Willam made it to his office and brought out his phone placing a call through Jeremy.

"William?" Jeremy's voice came through immediately, tense with concern. "Dude what's happening, I've been watching the news all morning."

"It's all fabricated." William's voice was tight. "Every signature, every financial record, every goddamn photo. Someone's gone to a lot of trouble to destroy me, and I need to know who."

"Okay, okay. What do you need me to do?"

"I need you to trace everything. The original source of the leak, the metadata on those documents, the digital fingerprints on the forged signatures. Someone created this narrative, and they had to leave breadcrumbs."

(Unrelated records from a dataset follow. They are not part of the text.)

PR #2283, opened 2019-12-06
Add sw:admin:login for instant backend login

jkrzefski:
It is not necessary. This is merely for convenience.

A new command is introduced to the CLI: `sw:admin:login`
It generates a one-time-password for a backend user that is valid for 30 seconds. The username and the generated password are composed into a url to the backend login controller.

"Consider it done. I'll call you the moment I have something concrete."

The line went dead, leaving William alone with his thoughts and the weight of impending battle. He slipped the phone back into his pocket and pressed his palms against the cool glass of the window.

"You've overplayed your hand this time, Carlos," William murmured to his reflection in the glass. "And when I'm done with you, there won't be enough left to scrape off the pavement."

__

At the Dray mansion.

Kate descended the mansion's grand staircase slowly, the Jones Corp. file pressed firmly against her chest like. Dark circles shadowed her eyes— she had not been sleeping well after William's revelations about Uncle Carlos and the documents she'd found. Every time she closed her eyes, she saw her parents' signatures on those transfer papers, felt the weight of a deception that had shaped her entire life.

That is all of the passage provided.